Schumpeter and Entrepreneurship in the Large, Established Firm
Last week, Nicolai Foss posted a short blog piece on entrepreneurship in the established firm. In the subsequent exchanges of commentary, it was noted that Schumpeter wrote of this beginning in the late 1920s (in German) and in two of his most most cited (and sometimes read) books, The Theory of Economic Development and Capitalism, Socialism, and Democracy – written in English after his move to Harvard University. Unlike his early writings, wherein the entrepreneurship cycle was about new firms supplanting old firms, these books allowed for innovation to happen as a strategic choice within large oligopolistic firms. Naturally, this type of innovation does not supplant the existing firm – a strategic suicide, but permits a number of production functions to coexist in the large, established firm. And any of these may be jettisoned over time in response to their failure to sustain profits.

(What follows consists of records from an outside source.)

Issue #160, opened 2017-01-23
Add RPC flow for rabbit connector


Falmarri:
A `Flow[OutgoingMessage, IncomingMessage, _]` would be very useful for integrating RPC workflows into akka streams

2m:
Fixed in https://github.com/akka/alpakka/pull/161

PR #161, opened 2017-01-23
Add Flow to support RabbitMQ RPC workflow #160

Falmarri:


Falmarri:
Is this failure related to my PR? Or something else? It seems unrelated

johanandren:
the failure is from this PR, there is a missing `//#run-sink` close tag in `AmqpConnectorsSpec.scala`

Falmarri:
Any comments on this?

amqp/src/main/scala/akka/stream/alpakka/amqp/javadsl/AmqpSink.scala
```diff
@@ -17,6 +17,12 @@ object AmqpSink {
     Sink.fromGraph(new AmqpSinkStage(settings))
 
   /**
+    * Java API: Creates an [[AmqpSink]] that accepts [[OutgoingMessage]] elements.
+    */
+  def createReplyTo(settings: AmqpSinkSettings): akka.stream.javadsl.Sink[OutgoingMessage, NotUsed] =
```
johanandren: Duplicate the docs from `AmqpReplyToStage` here to make it clear how it differs from `create`.

Also, maybe we should fail the "regular" sink if `replyTo` is set on an `OutgoingMessage`, so that if someone mixes them up it will at least fail as fast as possible? (Ofc optimal would be to have two different types so doing it wrong wouldn't even compile, but to do that we'd have to break the existing method and I don't think we should do that)

amqp/src/main/scala/akka/stream/alpakka/amqp/javadsl/AmqpRpcFlow.scala
```diff
@@ -0,0 +1,30 @@
...
+import akka.util.ByteString
+
+import scala.concurrent.Future
+
+object AmqpRpcFlow {
+
+  /**
+    * Java API: Creates an [[AmqpRpcFlow]] with given settings and buffer size.
+    */
+  def create(settings: AmqpSinkSettings, bufferSize: Int) =
```
johanandren: Always use explicit return types on the public methods, all across the PR. So these should be `javadsl.Flow[...]`

Also, the scaladoc/javadoc here isn't very useful, try to explain what the flow it creates does rather than "it takes these parameters and returns a flow of this type" - that is already pretty much clear from the signature.

Something like "Create a RPC style flow (... link to rpc sample in rabbitmq docs...) allowing for bla bla communication over the message bus".

amqp/src/main/scala/akka/stream/alpakka/amqp/AmqpRpcFlowStage.scala
```diff
@@ -0,0 +1,179 @@
...
+              routingKey,
+              elem.mandatory,
+              elem.immediate,
+              props,
+              elem.bytes.toArray
+            )
+
+            // TODO: This is pretty expensive just to see if a message specifies how many responses it should be expecting
+            Option(props.getHeaders)
+            .map(_.asScala)
```
johanandren: weird indentation here

amqp/src/main/scala/akka/stream/alpakka/amqp/AmqpRpcFlowStage.scala
```diff
@@ -0,0 +1,179 @@
...
+            }
+        }
+      )
+
+      setHandler(
+        in,
+        new InHandler {
+          // We don't want to finish since we're still waiting
+          // on incoming messages from rabbit
+          override def onUpstreamFinish(): Unit = {}
```
johanandren: What if upstream cancels before emitting any messages, will we then be stuck?

amqp/src/main/scala/akka/stream/alpakka/amqp/AmqpSinkStage.scala
```diff
@@ -77,3 +77,69 @@ final class AmqpSinkStage(settings: AmqpSinkSettings)
...
+        pull(in)
+      }
+
+      setHandler(in,
+        new InHandler {
+          override def onPush(): Unit = {
+            val elem = grab(in)
+            channel.basicPublish(
+              "",
+              elem.props.map(_.getReplyTo).get,
```
johanandren: What happens if no `replyTo` is set? Should it discard such messages and log a warning or maybe fail the stage even, or maybe fallback to the destination defined in the settings?

amqp/src/main/scala/akka/stream/alpakka/amqp/AmqpRpcFlowStage.scala
```diff
@@ -0,0 +1,179 @@
...
+import com.rabbitmq.client.AMQP.BasicProperties
+import com.rabbitmq.client.{DefaultConsumer, Envelope, ShutdownSignalException}
+
+import scala.collection.mutable
+import scala.concurrent.{Future, Promise}
+
+object AmqpRpcFlowStage {
+
+  /**
+    * Internal API
```
johanandren: No need to mark it Internal when it is `private` as it will not be accessible anyways. We use it when something is `private[alpakka]` for example, since that does not have a Java access control counterpart and will be accessible from Java.

docs/src/main/paradox/amqp.md
```diff
@@ -115,6 +115,17 @@ We merge all sources into one and add the index of the source to all incoming me
 
 Such sink and source can be started the same way as in the previous example.
 
+### Using rabbitmq as an RPC mechanism
+
+If you have remote workers that you want to incorporate into a stream, you can do it using rabbit RPC workflow [RabbitMQ RPC](https://www.rabbitmq.com/tutorials/tutorial-six-python.html)
```
johanandren: Link to the Java one instead? ;) https://www.rabbitmq.com/tutorials/tutorial-six-java.html

docs/src/main/paradox/amqp.md
```diff
@@ -115,6 +115,17 @@ We merge all sources into one and add the index of the source to all incoming me
...
+
+Scala
+: @@snip (../../../../amqp/src/test/scala/akka/stream/alpakka/amqp/scaladsl/AmqpConnectorsSpec.scala) { #create-rpc-flow }
+
+
+Scala
+: @@snip (../../../../amqp/src/test/scala/akka/stream/alpakka/amqp/scaladsl/AmqpConnectorsSpec.scala) { #run-rpc-flow }
```
johanandren: Include Java samples as well?

amqp/src/main/scala/akka/stream/alpakka/amqp/javadsl/AmqpRpcFlow.scala
Falmarri: Sounds good. I've always been awful at writing docs. I'll give it a shot though.

amqp/src/main/scala/akka/stream/alpakka/amqp/AmqpRpcFlowStage.scala
Falmarri: Good point. Any thoughts on how this should be handled? Make sure at least one element has been emitted?

amqp/src/main/scala/akka/stream/alpakka/amqp/AmqpSinkStage.scala
Falmarri: I'm open to opinions. I think the best would be to remove the ability to configure a destination in the settings. I suppose it could be an option for failing the stage or discarding the element?

amqp/src/main/scala/akka/stream/alpakka/amqp/AmqpRpcFlowStage.scala
Falmarri: Alright. I was just copying existing code

johanandren:
Seems like something wrong with the doc changes, you can run them locally using `docs/paradox` from sbt to verify that your changes are correct before pushing.

Falmarri:
I don't think that failure was from me

johanandren:
I think it was a timing issue on the ci-server, restarted the failed job.

Falmarri:
Any comments on this?

amqp/src/main/scala/akka/stream/alpakka/amqp/AmqpRpcFlowStage.scala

These insights from Schumpeter are scattered in these two books and his other writings. And if a reader hasn’t gotten past the paragraphs on creative destruction, these insights remain unseen.
Fortunately, one scholar has invested the time and intellect necessary to bring these scattered insights together and formalized a model that contrasts with the small-firm entry/exit model of Schumpeterian competition. Esben Sloth Andersen is a professor of evolutionary economics and industrial dynamics at Aalborg University. His scholarly portfolio brings together his work on simulation models of innovation and industry evolution, his examination of theories and models from evolutionary biology, and a series of erudite publications on Schumpeter and his work. Andersen has written three books that are must-reads for persons working in evolutionary economics, entrepreneurship, and strategy and competition. The first is a mid-1990s volume titled Evolutionary Economics: Post-Schumpeterian Contributions (Pinter), in which he uses simulation methods to elucidate Nelson and Winter’s 1989 classic book, while relating it to other models of firm and market dynamics. The two recent books – Schumpeter’s Evolutionary Economics (Anthem, 2009) and Joseph A. Schumpeter: A Theory of Social and Economic Evolution (Palgrave Macmillan, 2011) – are truly marked by erudition. That is, they are comprehensive, clear, and have a “spine” constructed by the author that makes the subject matter coherent.
At the risk of offending Professor Andersen by offering caricatures of his works, I would say that the 2009 book is more comprehensive. It is very complete in covering Schumpeter’s work on economic dynamics, with specific contrast to prevailing static economic theory, from the first German texts of 1908 and 1912 through the complex tome of Business Cycles (1939), and to the posthumous History of Economic Analysis. In this book, Andersen introduces his conceptions of three Schumpeterian evolutionary models, which he calls Mark I, Mark II, and Mark III. The first contains the small-firm entry/exit model and contains the elements of the cyclical innovation model. The second introduces the “trustified” economy and permits large, oligopolistic firms to evolve without self-destruction within the innovation cycle. The third considers the social dynamics which were evident in the early Schumpeter’s interest in evolutionary social science: the interlocking social, political, and economic systems which he wrote about in Capitalism, Socialism, and Democracy. Andersen makes it clear that there is not one Schumpeterian evolutionary model, although he gently notes that in a casual reading of any or all of Schumpeter’s books, one will not find this obvious.
The most recent book, which is part of the Palgrave series on Great Thinkers in Economics, contains all of the main arguments of Andersen’s 2009 book and presents them in an exceptionally clear exposition. Some of the historical details and some elaborations are left out to more effectively highlight the Mark I, II, and III models. I have purchased a dozen copies of this book to share out with graduate students and colleagues and find it to be a superb way to enter the literature by Schumpeter and about Schumpeter. There is some interesting biographical material, as well. I would argue that this is a place to begin, then one gets even more from reading McCraw’s Prophet of Innovation and Andersen’s Schumpeter’s Evolutionary Economics.
Finally, for skimmers, I point to chapter 9 in Schumpeter’s Evolutionary Economics and chapters 10 and 14 in the Palgrave book as the places to see the model of innovation in the large, established firm. Then, we can respond to Professor Foss’ call to arms.